- PROBLEM TO WORK ON: Each line of the entries below that holds "Result" is needed, copied in full.

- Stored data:
··········

PR #239, opened 2024-06-13
Small enhancements and refactorings

EvertonCalgarotto:
Added some comments and fixed a few entries from readme file.
Renamed some functions to be more clear on what's going to happen and what each function is supposed to do.


controllers/databaseclaim_controller.go
```diff
@@ -432,7 +435,8 @@ func (r *DatabaseClaimReconciler) createMetricsDeployment(ctx context.Context, d
 	return exporter.Apply(ctx, r.Client, cfg)
 }
 
-func (r *DatabaseClaimReconciler) updateStatus(ctx context.Context, dbClaim *persistancev1.DatabaseClaim) (ctrl.Result, error) {
+// Create, migrate or upgrade database
+func (r *DatabaseClaimReconciler) executeDbClaimRequest(ctx context.Context, dbClaim *persistancev1.DatabaseClaim) (ctrl.Result, error) {
```
drewwells, line 439: upstateStatus sure was doing a lot more than CR updates

pkg/dbclient/interface.go
```diff
@@ -6,8 +6,8 @@ type Client interface {
 	CreateDatabase(dbName string) (bool, error)
```
drewwells, line 6: Since you're in here, can you rename this to `type Clienter interface`. Interfaces are supposed to end with `er`

drewwells (approved):

pkg/dbclient/interface.go
EvertonCalgarotto: That's right for interfaces with a single method, isn't it? this one has a lot of them and I don't think it would mean much.
What do you say?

··········

- EXPECTED ANSWER:
-func (r *DatabaseClaimReconciler) updateStatus(ctx context.Context, dbClaim *persistancev1.DatabaseClaim) (ctrl.Result, error) {
+func (r *DatabaseClaimReconciler) executeDbClaimRequest(ctx context.Context, dbClaim *persistancev1.DatabaseClaim) (ctrl.Result, error) {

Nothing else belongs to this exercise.